TASK INPUTS Block Start

PR #3089, opened 2024-05-30
metrics: add start label for prometheus counters

### LINKED ISSUE #3087: Missing Start Timestamp for Cumulative Metrics in Skipper Metrics
In OpenTelemetry, every [metric of cumulative type](https://opentelemetry.io/docs/specs/otel/metrics/data-model/#temporality) is required to have a `StartTimestamp`, which records when a metric is first recorded. However, Prometheus exporter doesn't provide `StartTimestamp` by default. The absence of `StartTimestamp` leads to inaccuracies that distort the telemetry data.

Example 01: When new `StartTimestamp` is less than actual `StartTimestamp`, it creates "fake tail" in metric values

image

Example 02: When new `StartTimestamp` is more than actual `StartTimestamp`, it creates "fake peak" in metric values

image

As you can see from the examples above, incorrect choice of `StartTimestamp` on OpenTelemetry side always leads to distortions in collected metrics data. And without `StartTimestamp` on Skipper side there is no chance to correctly guess `StartTimestamp` on telemetry collector side.

To remove these side effects in telemetry data, we need StartTimestamp to be set for each cumulative metric by Skipper. The value of StartTimestamp for a particular metric must be equal to the UNIX timestamp (in nanoseconds) of when this metric, with the exact same combination of attributes, was first seen by Skipper.

image

In our setup we also tested out start timestamp normalization algorithm, [introduced by OpenTelemetry in this article](https://opentelemetry.io/docs/specs/otel/metrics/data-model/#cumulative-streams-handling-unknown-start-time). It describes a set of transformations to the cumulative sum metrics that helps handling unknown start timestamp. This approach can be used as a workaround in situations, where getting start timestamp of stream is not possible at all. But like any other hacks, this one has its own disadvantages. During collector restarts metric data will be completely lost:

image

This is a critical problem, since usually one OpenTelemetry collector is used per cluster / installation, so restart will cause loss of data. This can be definetly avoided in case we have `StartTimestamp` for each cumulative metric on Skipper side.

Prometheus Data Model: https://prometheus.io/docs/concepts/metric_types/
OpenTelemetry Data Model: https://opentelemetry.io/docs/specs/otel/metrics/data-model/

Yes

AlexanderYastrebov:
Add start label to each counter with the value of counter creation timestamp as unix nanoseconds.

This enables OpenTelemetry cumulative temporality, see https://opentelemetry.io/docs/specs/otel/metrics/data-model/#temporality

Example:
```
~$ curl -s localhost:9911/metrics | grep host_count
 # HELP skipper_serve_host_count Total number of requests of serving a host.
 # TYPE skipper_serve_host_count counter
skipper_serve_host_count{code="200",host="bar_test",method="GET",start="1717066533598500794"} 1
skipper_serve_host_count{code="200",host="foo_test",method="GET",start="1717066538031805059"} 2
```

Fixes #3087

### DIFF
--- a/config/config.go
+++ b/config/config.go
@@ -70,6 +70,7 @@ type Config struct {
 
 	// logging, metrics, profiling, tracing:
 	EnablePrometheusMetrics             bool      `yaml:"enable-prometheus-metrics"`
+	EnablePrometheusStartLabel          bool      `yaml:"enable-prometheus-start-label"`
 	OpenTracing                         string    `yaml:"opentracing"`
 	OpenTracingInitialSpan              string    `yaml:"opentracing-initial-span"`
 	OpenTracingExcludedProxyTags        string    `yaml:"opentracing-excluded-proxy-tags"`
@@ -378,6 +379,7 @@ func NewConfig() *Config {
 	flag.IntVar(&cfg.BlockProfileRate, "block-profile-rate", 0, "block profile sample rate, see runtime.SetBlockProfileRate")
 	flag.IntVar(&cfg.MutexProfileFraction, "mutex-profile-fraction", 0, "mutex profile fraction rate, see runtime.SetMutexProfileFraction")
 	flag.IntVar(&cfg.MemProfileRate, "memory-profile-rate", 0, "memory profile rate, see runtime.SetMemProfileRate, keeps default 512 kB")
+	flag.BoolVar(&cfg.EnablePrometheusStartLabel, "enable-prometheus-start-label", false, "adds start label to each prometheus counter with the value of counter creation timestamp as unix nanoseconds")
 	flag.BoolVar(&cfg.DebugGcMetrics, "debug-gc-metrics", false, "enables reporting of the Go garbage collector statistics exported in debug.GCStats")
 	flag.BoolVar(&cfg.RuntimeMetrics, "runtime-metrics", true, "enables reporting of the Go runtime statistics exported in runtime and specifically runtime.MemStats")
 	flag.BoolVar(&cfg.ServeRouteMetrics, "serve-route-metrics", false, "enables reporting total serve time metrics for each route")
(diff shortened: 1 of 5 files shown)


config/config.go
```diff
@@ -378,6 +379,7 @@ func NewConfig() *Config {
 	flag.IntVar(&cfg.BlockProfileRate, "block-profile-rate", 0, "block profile sample rate, see runtime.SetBlockProfileRate")
 	flag.IntVar(&cfg.MutexProfileFraction, "mutex-profile-fraction", 0, "mutex profile fraction rate, see runtime.SetMutexProfileFraction")
 	flag.IntVar(&cfg.MemProfileRate, "memory-profile-rate", 0, "memory profile rate, see runtime.SetMemProfileRate, keeps default 512 kB")
+	flag.BoolVar(&cfg.EnableStartTimestamp, "enable-start-timestamp", false, "only for prometheus: adds start label to each counter with the value of counter creation timestamp as unix nanoseconds")
```
szuecs, line 382: Maybe better to have also `label` in this name and flag

skipper.go
```diff
@@ -458,6 +458,10 @@ type Options struct {
 	// MemProfileRate calls runtime.SetMemProfileRate(MemProfileRate) if non zero value, deactivate with <0
 	MemProfileRate int
 
+	// EnableStartTimestamp adds start label to each counter with the value of counter creation
+	// timestamp as unix nanoseconds.
+	EnableStartTimestamp bool
```
szuecs, line 463: Maybe include `Prometheus`?!

szuecs:
:+1:

config/config.go
AlexanderYastrebov: Fixed, thanks

skipper.go
AlexanderYastrebov: Fixed, thanks

szuecs:
:+1:

PR #3095, opened 2024-06-03
build: trim path

AlexanderYastrebov:
Add -trimpath flag to remove filesystem paths and make stacktraces shorter, see https://pkg.go.dev/cmd/go


MustafaSaber:
👍

AlexanderYastrebov:
:+1:

PR #3097, opened 2024-06-05
build: implement DCO check

AlexanderYastrebov:
Add dco make target and run it in the build pipeline to replace DCO application that is currently unavailable due to https://github.com/dcoapp/app/issues/211


szuecs:
DCO app seems to be fixed, so I think we can close this one

PR #3098, opened 2024-06-06
Set log level of PHC dropping an endpoint to debug

RomanZavodskikh:
This is needed not to log too many lines. Moreover, the information about requests amount could be seen in the metrics, the information about IPs being mitigated could be get from updateStats logs


RomanZavodskikh:
:+1:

TASK INPUTS Block End

◆ **YOUR GOAL**
Word for word, restate the lines above.

◆ **EXPECTED ANSWER**
PR #3089, opened 2024-05-30
metrics: add start label for prometheus counters

### LINKED ISSUE #3087: Missing Start Timestamp for Cumulative Metrics in Skipper Metrics
In OpenTelemetry, every [metric of cumulative type](https://opentelemetry.io/docs/specs/otel/metrics/data-model/#temporality) is required to have a `StartTimestamp`, which records when a metric is first recorded. However, Prometheus exporter doesn't provide `StartTimestamp` by default. The absence of `StartTimestamp` leads to inaccuracies that distort the telemetry data.

Example 01: When new `StartTimestamp` is less than actual `StartTimestamp`, it creates "fake tail" in metric values

image

Example 02: When new `StartTimestamp` is more than actual `StartTimestamp`, it creates "fake peak" in metric values

image

As you can see from the examples above, incorrect choice of `StartTimestamp` on OpenTelemetry side always leads to distortions in collected metrics data. And without `StartTimestamp` on Skipper side there is no chance to correctly guess `StartTimestamp` on telemetry collector side.

To remove these side effects in telemetry data, we need StartTimestamp to be set for each cumulative metric by Skipper. The value of StartTimestamp for a particular metric must be equal to the UNIX timestamp (in nanoseconds) of when this metric, with the exact same combination of attributes, was first seen by Skipper.

image

In our setup we also tested out start timestamp normalization algorithm, [introduced by OpenTelemetry in this article](https://opentelemetry.io/docs/specs/otel/metrics/data-model/#cumulative-streams-handling-unknown-start-time). It describes a set of transformations to the cumulative sum metrics that helps handling unknown start timestamp. This approach can be used as a workaround in situations, where getting start timestamp of stream is not possible at all. But like any other hacks, this one has its own disadvantages. During collector restarts metric data will be completely lost:

image

This is a critical problem, since usually one OpenTelemetry collector is used per cluster / installation, so restart will cause loss of data. This can be definetly avoided in case we have `StartTimestamp` for each cumulative metric on Skipper side.

Prometheus Data Model: https://prometheus.io/docs/concepts/metric_types/
OpenTelemetry Data Model: https://opentelemetry.io/docs/specs/otel/metrics/data-model/

Yes

AlexanderYastrebov:
Add start label to each counter with the value of counter creation timestamp as unix nanoseconds.

This enables OpenTelemetry cumulative temporality, see https://opentelemetry.io/docs/specs/otel/metrics/data-model/#temporality

Example:
```
~$ curl -s localhost:9911/metrics | grep host_count
 # HELP skipper_serve_host_count Total number of requests of serving a host.
 # TYPE skipper_serve_host_count counter
skipper_serve_host_count{code="200",host="bar_test",method="GET",start="1717066533598500794"} 1
skipper_serve_host_count{code="200",host="foo_test",method="GET",start="1717066538031805059"} 2
```

Fixes #3087

### DIFF
--- a/config/config.go
+++ b/config/config.go
@@ -70,6 +70,7 @@ type Config struct {
 
 	// logging, metrics, profiling, tracing:
 	EnablePrometheusMetrics             bool      `yaml:"enable-prometheus-metrics"`
+	EnablePrometheusStartLabel          bool      `yaml:"enable-prometheus-start-label"`
 	OpenTracing                         string    `yaml:"opentracing"`
 	OpenTracingInitialSpan              string    `yaml:"opentracing-initial-span"`
 	OpenTracingExcludedProxyTags        string    `yaml:"opentracing-excluded-proxy-tags"`
@@ -378,6 +379,7 @@ func NewConfig() *Config {
 	flag.IntVar(&cfg.BlockProfileRate, "block-profile-rate", 0, "block profile sample rate, see runtime.SetBlockProfileRate")
 	flag.IntVar(&cfg.MutexProfileFraction, "mutex-profile-fraction", 0, "mutex profile fraction rate, see runtime.SetMutexProfileFraction")
 	flag.IntVar(&cfg.MemProfileRate, "memory-profile-rate", 0, "memory profile rate, see runtime.SetMemProfileRate, keeps default 512 kB")
+	flag.BoolVar(&cfg.EnablePrometheusStartLabel, "enable-prometheus-start-label", false, "adds start label to each prometheus counter with the value of counter creation timestamp as unix nanoseconds")
 	flag.BoolVar(&cfg.DebugGcMetrics, "debug-gc-metrics", false, "enables reporting of the Go garbage collector statistics exported in debug.GCStats")
 	flag.BoolVar(&cfg.RuntimeMetrics, "runtime-metrics", true, "enables reporting of the Go runtime statistics exported in runtime and specifically runtime.MemStats")
 	flag.BoolVar(&cfg.ServeRouteMetrics, "serve-route-metrics", false, "enables reporting total serve time metrics for each route")
(diff shortened: 1 of 5 files shown)


config/config.go
```diff
@@ -378,6 +379,7 @@ func NewConfig() *Config {
 	flag.IntVar(&cfg.BlockProfileRate, "block-profile-rate", 0, "block profile sample rate, see runtime.SetBlockProfileRate")
 	flag.IntVar(&cfg.MutexProfileFraction, "mutex-profile-fraction", 0, "mutex profile fraction rate, see runtime.SetMutexProfileFraction")
 	flag.IntVar(&cfg.MemProfileRate, "memory-profile-rate", 0, "memory profile rate, see runtime.SetMemProfileRate, keeps default 512 kB")
+	flag.BoolVar(&cfg.EnableStartTimestamp, "enable-start-timestamp", false, "only for prometheus: adds start label to each counter with the value of counter creation timestamp as unix nanoseconds")
```
szuecs, line 382: Maybe better to have also `label` in this name and flag

skipper.go
```diff
@@ -458,6 +458,10 @@ type Options struct {
 	// MemProfileRate calls runtime.SetMemProfileRate(MemProfileRate) if non zero value, deactivate with <0
 	MemProfileRate int
 
+	// EnableStartTimestamp adds start label to each counter with the value of counter creation
+	// timestamp as unix nanoseconds.
+	EnableStartTimestamp bool
```
szuecs, line 463: Maybe include `Prometheus`?!

szuecs:
:+1:

config/config.go
AlexanderYastrebov: Fixed, thanks

skipper.go
AlexanderYastrebov: Fixed, thanks

szuecs:
:+1:

PR #3095, opened 2024-06-03
build: trim path

AlexanderYastrebov:
Add -trimpath flag to remove filesystem paths and make stacktraces shorter, see https://pkg.go.dev/cmd/go


MustafaSaber:
👍

AlexanderYastrebov:
:+1:

PR #3097, opened 2024-06-05
build: implement DCO check

AlexanderYastrebov:
Add dco make target and run it in the build pipeline to replace DCO application that is currently unavailable due to https://github.com/dcoapp/app/issues/211


szuecs:
DCO app seems to be fixed, so I think we can close this one

PR #3098, opened 2024-06-06
Set log level of PHC dropping an endpoint to debug

RomanZavodskikh:
This is needed not to log too many lines. Moreover, the information about requests amount could be seen in the metrics, the information about IPs being mitigated could be get from updateStats logs


RomanZavodskikh:
:+1:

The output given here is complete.